Ich habe schon in anderen Bereichen geschrieben.

Mir wurde jetzt schon von einigen Seiten nahegelegt, dass ich aufgrund meiner Krankheiten einen Antrag auf Schwerbehinderung stellen sollte.

Ich habe eine schwere Autoimmunerkrankung der Haut, die voraussichtlich mit einer monatlichen Chemotherapie über mindestens ein Jahr ausgebrannt werden köönnte. Es könnte aber auch länger dauern. Die Krankheit war im Januar/Februar im Verlauf am schlimmsten, zu diesem Zeitpunkt habe ich keinen Antrag gestellt.
Jetzt habe ich keine *beep* und offenen Stellen an der Haut mehr, aber die Chemotherapien schlauchen mich noch... - 4 Chemos habe ich hinter mir.
Dann habe ich eine hochgradige Kurzsichtigkeit (-16 Dioptrin) mit Grünem Star und eine rezidivierende depressive Störung, hatte (und habe?) auch Burn-Out.
Mein Augenarzt meinte, wegen miner Geschichte würde sich kein Antrag lohnen. Die Hautärzte haben sich auch bedeckt gehalten. Ist es vielleicht öfter so, dass Ärzte eher gegen einen Antrag raten?
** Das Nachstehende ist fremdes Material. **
PR #32, opened 2015-01-22
Removed flipping of texture coordinates in writeOBJ(...)

stefanbrugger:
Thats a bug, isn't it? At least it is not consistent with readOBJ(...).


alecjacobson:
This bug fix (and it is a bug fix) will likely break code using textures currently, though at least it's happening upon writing and not reading. Thanks for finding this.

PR #34, opened 2015-01-26
Added overload that returns barycentric coordinates of hit

stefanbrugger:
Added overload that returns barycentric coordinates of hit instead of vid of closest vertex of hit


alecjacobson:
Thanks. Good idea.

PR #53, opened 2015-04-03
Example makefiles now use eigen global configuration variables.

louen:
Some examples' makefiles would ignore eigen directories configuration variables  defined in Makefile.conf. These commit use the global Makefile.conf variables if they are defined, and resort to the previous behaviour if they are not defined.


alecjacobson:
Looks like we both tried to make the same change at the same time. Please `git pull` and try the new makefiles, they'll use `../buildMakefile.conf` to define things like eigen3_inc

Issue #62, opened 2015-04-17
warning: using integer absolute value function 'abs' when argument is of floating point type


chrisidefix:
I am receiving warnings when compiling the tutorials, which might not cause any problems, but allow me to commit a fix anyway.

Inside the `trackball.cpp` my compiler complains that `abs` is used with floating point input, where you probably want to use `std::abs`.

Maybe the cast to `int` is intended here, but it should then be done explicitly. Otherwise, please feel free to merge my pull request.

PR #63, opened 2015-04-17
using std::abs() instead of abs() for double input (issue #62)

chrisidefix:
c math.h abs() function will cast input to int, you probably want to use std::abs() for floating point input 
as discussed in issue #62

### DIFF
--- a/include/igl/trackball.cpp
+++ b/include/igl/trackball.cpp
@@ -18,6 +18,8 @@
 #include <algorithm>
 #include <iostream>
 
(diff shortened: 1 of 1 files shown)


alecjacobson:
Thanks for catching that. I've pushed a fix. I cannot merge yours because we _never_ use `using namespace` in the global scope.

chrisidefix:
Great - makes sense - I wasn't aware this would be global scope, but you are absolutely right.

PR #67, opened 2015-04-21
FindLIBCOMISO include directory fix

chrisidefix:
FindLIBCOMISO.cmake re-defined (expanded) the variable LIBCOMISO_INCLUDE_DIR every time it was called by adding a sub-directory. This leads to a "recursive" expansion of LIBCOMISO_INCLUDE_DIR, which was probably not intended. Instead I would recommended to write such additional include directories into a new variable (LIBCOMISO_INCLUDE_DIRS) and use this instead. I also added additional search paths for finding the library.


danielepanozzo:
Thank you very much for finding this bug and for the fix!

Issue #60, opened 2015-04-17
AntTweakBar: OpenGL Core Profile functions cannot be loaded.


chrisidefix:
Let me first say that I would like to use the "original" AntTweakBar version, which I installed through homebrew. If you think this is not a good idea, please share your thoughts.

I am compiling some of the tutorials and received this error from AntTweakBar:

    AntTweakBar: OpenGL Core Profile functions cannot be loaded.
    ERROR(AntTweakBar) >> Cannot load OpenGL library dynamically

It is apparently due to the OpenGL library not being found and can be fixed manually by adding the path to your OpenGL library to your linker path. In my case under Mac OS X this can be accomplished like this:

    export DYLD_LIBRARY_PATH=$DYLD_LIBRARY_PATH:/System/Library/Frameworks/OpenGL.framework/Versions/Current/

However, it may be a good idea to include the OpenGL lib path into the `link_directories` in your `CMakeLists.shared` file.

Credit for this blog-post to point me into the right direction: [http://www.pixelnerve.com/v/2015/01/22/anttweakbar-with-core-gl-osx](http://www.pixelnerve.com/v/2015/01/22/anttweakbar-with-core-gl-osx/)

chrisidefix:
[UPDATE]
I just saw that you already reference `${OPENGL_LIBRARIES}` in your `SHARED_LIBRARIES` variable, which you then write into the `target_link_libraries`. If I do `otool -L` on the compiled executable I can also see the OpenGL library with full path. I guess the issue is solely with `AntTweakBar` wanting to load OpenGL dynamically at run-time and can not be fixed through CMake.

It is weird, though, since I also ran `otool -L` on my `AntTweakBar` library and it correctly references OpenGL. This is strange.

    otool -L 102_DrawMesh_bin:
    /System/Library/Frameworks/OpenGL.framework/Versions/A/OpenGL (compatibility version 1.0.0, current version 1.0.0)
    /System/Library/Frameworks/Cocoa.framework/Versions/A/Cocoa (compatibility version 1.0.0, current version 21.0.0)
    /System/Library/Frameworks/IOKit.framework/Versions/A/IOKit (compatibility version 1.0.0, current version 275.0.0)
    /System/Library/Frameworks/CoreVideo.framework/Versions/A/CoreVideo (compatibility version 1.2.0, current version 1.8.0)
    /System/Library/Frameworks/AGL.framework/Versions/A/AGL (compatibility version 1.0.0, current version 1.0.0)
[...]

PR #70, opened 2015-04-28
adding AntTweakBar src to LIBIGL include directories

chrisidefix:
`igl/viewer/TextRenderer.h` contains `#include <TwOpenGLCore.h>`, which is not distributed inside the AntTweakBar include directory. To use FindLIBIGL.cmake in other projects, this allows them to find the required header. (issue ref: #60 )

### DIFF
--- a/tutorial/cmake/FindLIBIGL.cmake
+++ b/tutorial/cmake/FindLIBIGL.cmake
@@ -22,7 +22,10 @@ FIND_PATH(LIBIGL_INCLUDE_DIR igl/readOBJ.h
 
 if(LIBIGL_INCLUDE_DIR)
    set(LIBIGL_FOUND TRUE)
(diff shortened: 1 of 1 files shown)


alecjacobson:
The AntTweakBar dependency in the Viewer is a mess right now that we're
trying to sort out. While this would be a temporary solution, I fear it
would prolong these troubles.

chrisidefix:
Sure, this fix might be temporary, but for now it allows people to use `CMake` with `libigl`, which simply doesn't work right now, unless you manually include that AntTweakBar `src` directory inside your own `CMake`.

alecjacobson:
As of roughly f03c6f1 the tutorial uses nanogui instead of AntTweakBar and the TextRenderer.h is obsolete.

Ich habe schon gelesen, dass der Grad danach ermittelt wird, wie sich die Krankheiten /Behinderungen auf das Leben auswirken und dass der GdB dann nach der schwersten Erkrankung gemessen wird.

Ich bin mir jedoch unsicher, weil diese Hauterkrankung ja jetzt schon im Heilprozess ist.

Und wenn ich einen Antrag stellen würde, würdet Ihr mir dann zu einem Beitritt in den VDK raten oder so etwas per online machen? Hat da jemand Erfahrung?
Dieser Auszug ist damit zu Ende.